Sweden opts out of US model; doesn't want to own Saab
Saab Automobile may be just another crisis-ridden car company in an industry full of them. But just as the fortunes of Flint, Mich., are permanently entangled with General Motors, so it is impossible to find anyone in this city in southwest Sweden who is not somehow connected to Saab.
Which makes it all the more wrenching that the Swedish government has responded to Saab’s desperate financial situation by saying, essentially, tough luck. Or, as the enterprise minister, Maud Olofsson, put it recently, “The Swedish state is not prepared to own car factories.”
Such a view might seem jarring, coming as it does from a country with a reputation for a paternalistic view of workers and companies. The “Swedish model” for dealing with a banking crisis — nationalizing the banks, recapitalizing them and selling them — has been much debated lately in the United States, with free-market defenders warning of a slippery slope of Nordic socialism.
But Sweden has a right-leaning government, elected in 2006 after a long period of Social Democratic rule, that prefers market forces to state intervention and ownership. That fact has made the workers of Trollhattan wish the old socialist model were more in evidence.
“I don’t think the government knows the situation in this town, how many people depend on Saab,” said Therese Doeij, 25, a clerk at a photo shop who has several friends who work at the company. “To them it’s just a factory. They don’t see the people behind it.”
Look, we're not heartless here. We feel bad for anyone in any industry or job facing tough times, but that doesn't mean the government should swoop in on some magic unicorn and save the day. The Swedish government is doing the right thing here. We have said it repeatedly, and frankly we're getting sick of it because we feel like no one is listening to us. The easiest way for these companies to get by in tough economic times, especially if they're in dire straits, is to declare Chapter 11, and reorganize.

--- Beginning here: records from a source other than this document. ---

PR #2783, opened 2025-09-17
Add triage document

### LINKED ISSUE #2699: [Project management] Introduce a well-defined triage process
Semconv has received a lot of [activity lately](https://opentelemetry.devstats.cncf.io/d/1/activity-repository-groups?orgId=1&var-period=m&var-repogroups=All&from=now-6M&to=now), and while it is awesome to see the community excited about it, it has been challenging on maintainers to keep up with the stream of work.

The semconv project lacks a well defined triage process which contributes to the overall fatigue and frustrations on both sides - contributors and maintainers.

We should have a documented and implemented triage process that defines from start to end what happens, when it happens, and who is responsible at each stage. This offers a more transparent and unbiased process for contributors, as they will be able to clearly understand, say, if their issue has been rejected. 

A clear triage process hopefully also lift some of the burden on maintainers, as they can rely on the process to guide their decisions and actions. 

The work here includes:

- Define a workflow that lays out the lifecycle of issues/PRs from start to finish
  - for example, something like it was proposed in the spec repo: https://github.com/open-telemetry/opentelemetry-specification/issues/3821 
- Define labels and what they mean and where they should be used
- ~~Make things as automated as possible (e.g., applying labels, moving things on project boards, assigning to SIGs based on label, etc)~~ To be done as a follow up, once the general triage is agreed.

joaopgrassi:
Fixes #2699

## Changes

This PR introduces the issue management document, where the issue triage workflow is defined, along with roles and labels involved in the process.

The goal is to get agreement on this first, and next start implementing automation to enforce it. 

### DIFF
--- a/issue-management.md
+++ b/issue-management.md
@@ -53,8 +53,9 @@ graph TD
     SIG_REJECTED --> REJECTED([Label: triage:rejected:declined])
     L_READY_SIG([Label: **triage:accepted:ready-with-sig**])
 
-    NEEDS_INFO -->|No, small in scope| L_READY([Label: **triage:accepted:ready**])
-    NEEDS_INFO -->|No, SIG issue | L_READY_SIG
+    NEEDS_INFO -->|No| L_CHECK_SCOPE{What's the scope of the issue?}
+    L_CHECK_SCOPE -->|Small or Trivial| L_READY([Label: **triage:accepted:ready**])
+    L_CHECK_SCOPE -->|Other| SIG_EXISTS{Does a SIG/project exist?}
 
     %% Define Classes
     classDef styleStart fill:#c6dcff,stroke:#498bf5,stroke-width:2px,color:#000,font-size:1.2em;


issue-management.md
```diff
@@ -0,0 +1,148 @@
...
+    FEEDBACK_PROVIDED --> SIG_EXISTS{Does a SIG/project exist?}
+    SIG_EXISTS -->|Yes| L_READY_SIG
+    SIG_EXISTS -->|No| L_NEEDS_SIG([Label: **triage:accepted:needs-sig**])
+    L_NEEDS_SIG --> SIG_FORMED[SIG/Project formed]
+    SIG_FORMED --> L_READY_SIG
+    L_NEEDS_SIG --> SIG_REJECTED[SIG rejected issue]
+    SIG_REJECTED --> REJECTED([Label: triage:rejected:declined])
+    L_READY_SIG([Label: **triage:accepted:ready-with-sig**])
+
+    NEEDS_INFO -->|No, small in scope| L_READY([Label: **triage:accepted:ready**])
```
jsuereth: I think you could make a new node for "NEEDS_INFO -->|No|".

E.g.

```
NEEDS_INFO -->|No| L_CHECK_SCOPE{What's the scope of the issue?}
L_CHECK_SCOPE -->|Small or Trivial| L_READY([Label: **triage:accepted:ready**])
L_CHECK_SCOPE -->|Other| SIG_EXISTS{Does a SIG/project exist?}
```

This just splits some of the decisions to keep them simple, but it's not necessary.

jsuereth (approved):

issue-management.md
joaopgrassi: Makes sense! Done in cc7c08a3

joaopgrassi:
> the diagram text is cut off in several places, but it's all in the markdown so not a big deal if it's hard to fix

Really? The docs says text should wrap automatically. For me it looks alright but maybe is one of my GH extensions 🤔 
image

trask:
ah, looks fine when I use Firefox, 🚢

issue-management.md
```diff
@@ -0,0 +1,149 @@
...
+
+Exceptions to this rule apply only to "trivial" pull requests, which include the
+following:
+
+- Pull requests originating from SIGs.
+- Pull requests generated by automation (e.g., Renovate).
+- Pull requests containing trivial changes (e.g., typos, styling-only updates,
+  tooling improvements).
+
+All pull requests that do not meet these requirements will be automatically
```
lmolkova, line 124: nit: is it automatic? can we actually detect above automatically?

joaopgrassi: I think so, but some parts may be complicated, like looking if the PR author is part of a SIG for ex. I'm thinking about the options at the moment and experimenting. Not fun with GH actions though :D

Basically, you let the free market adjust. This was the problem from the start with the bailouts here, and those conducted abroad. No one wanted to be patient and let the market adjust itself. These idiot government types think that they can help speed along the recession, and everything will be all tea and crumpets shortly, and none of them understand that government intervention isn't the route to take. It should never be the route to take. If bad management is what got these companies into trouble, it's not the government's job to step in and reward such behavior with bailouts. Especially when the bailouts are further driving the government into the deepest debt it's ever seen.
Kudos to the Swedes for taking this approach. I just wish they were running the show here instead of Barry and his three ring circus.